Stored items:

######

PR #2932, opened 2026-05-08
Docs: Update backfill image and other fixes

aeluce:
**Description:**

Collects a small assortment of docs fixes, including:
* Follow-up for #2922. Generalizes the backfill image to show destinations are refreshed rather than always dropped.
* Adds example YAML config for sync schedule usage.
* Clearly marks old HubSpot connector as deprecated.

Let me know if the backfill options image is clear now or if it could use any further tweaking.


site/docs/guides/customize-dataflows/materialization-sync-schedule.md
jwhartley: It's not something you changed in this PR, but reading this page I wanted to see that the non-fast sync time is 4 hours (not just 'more slowly') - could you update these three cells to say 'every 4 hours' instead of 'more slowly'? It's a question we get sometimes

jwhartley (approved):
LGTM % 1 optional request

site/docs/guides/customize-dataflows/materialization-sync-schedule.md
aeluce: Yep, good point. Specificity is better here.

######

Each of the lines above should be printed again precisely as it reads.

PR #2932, opened 2026-05-08
Docs: Update backfill image and other fixes

aeluce:
**Description:**

Collects a small assortment of docs fixes, including:
* Follow-up for #2922. Generalizes the backfill image to show destinations are refreshed rather than always dropped.
* Adds example YAML config for sync schedule usage.
* Clearly marks old HubSpot connector as deprecated.

Let me know if the backfill options image is clear now or if it could use any further tweaking.


site/docs/guides/customize-dataflows/materialization-sync-schedule.md
jwhartley: It's not something you changed in this PR, but reading this page I wanted to see that the non-fast sync time is 4 hours (not just 'more slowly') - could you update these three cells to say 'every 4 hours' instead of 'more slowly'? It's a question we get sometimes

jwhartley (approved):
LGTM % 1 optional request

site/docs/guides/customize-dataflows/materialization-sync-schedule.md
aeluce: Yep, good point. Specificity is better here.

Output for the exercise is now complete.